PR #17419, opened 2016-01-22
Fix download link for Framer Studio.app :latest

CameronGarrett:
Update to static download link and remove unsupported appcast per conversation with Koen Bok of Framer https://twitter.com/koenbok/status/690296760783278080

### DIFF
--- a/Casks/framer-studio.rb
+++ b/Casks/framer-studio.rb
@@ -1,10 +1,9 @@
 cask 'framer-studio' do
-  version '1.11.188'
-  sha256 'b1fff971456a4af5ad88661344dbad079d5ba08e25dfc2c6f252824d1916206b'
+  version '49'
+  sha256 '3325beca4aeb52b48eac89226795e46eb217e2fdae85e157612b3f0bd67a680a'
 
-  url "http://studio.update.framerjs.com/static/downloads/Framer%20Studio-#{version}.zip"
-  appcast 'http://studio.update.framerjs.com/appcast.xml',
-          checkpoint: 'e76c4383947ebe76cd1e16c19f2f87c8d4e60c13ade2a5ae591267c7155632da'
+  # devmate.com is the official download host per the appcast feed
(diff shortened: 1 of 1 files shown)


adidalal:
If there's any updated appcast at all, even if the links are to delta updates, we can use it - that file content changing gives us a basis to detect updates.

Casks/framer-studio.rb
```diff
@@ -1,10 +1,8 @@
 cask 'framer-studio' do
-  version '1.11.188'
-  sha256 'b1fff971456a4af5ad88661344dbad079d5ba08e25dfc2c6f252824d1916206b'
+  version :latest
+  sha256 :no_check
 
-  url "http://studio.update.framerjs.com/static/downloads/Framer%20Studio-#{version}.zip"
-  appcast 'http://studio.update.framerjs.com/appcast.xml',
-          checkpoint: 'e76c4383947ebe76cd1e16c19f2f87c8d4e60c13ade2a5ae591267c7155632da'
+  url "https://dl.devmate.com/com.motif.framer/FramerStudio.zip"
```
adidalal: Needs a url comment

CameronGarrett:
@adidalal the appcast appears to be very old, should it be left even if it isn't currently updated?

```<pubDate>Wed, 25 Dec 2005 12:20:11 +0000</pubDate>```

adidalal:
No, but if there is an up to date changelog page that can be used as well

adidalal:
Comment should be `# devmate.com is the official download host per the appcast feed`

CameronGarrett:
Will https://rink.hockeyapp.net/apps/cf6ed17136c869e3604eb59fc900515f do for the changelog? I can't tell if the address is static

adidalal:
Looks like that identifier is per app, so it should be fine, yes. You should also put in an actual version and shasum, even though the download URL is unversioned.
------------------------------
__Try it__. Give the number of lines in the listing that contain the word "changelog", leaving out all other words.

__Written answer__. 2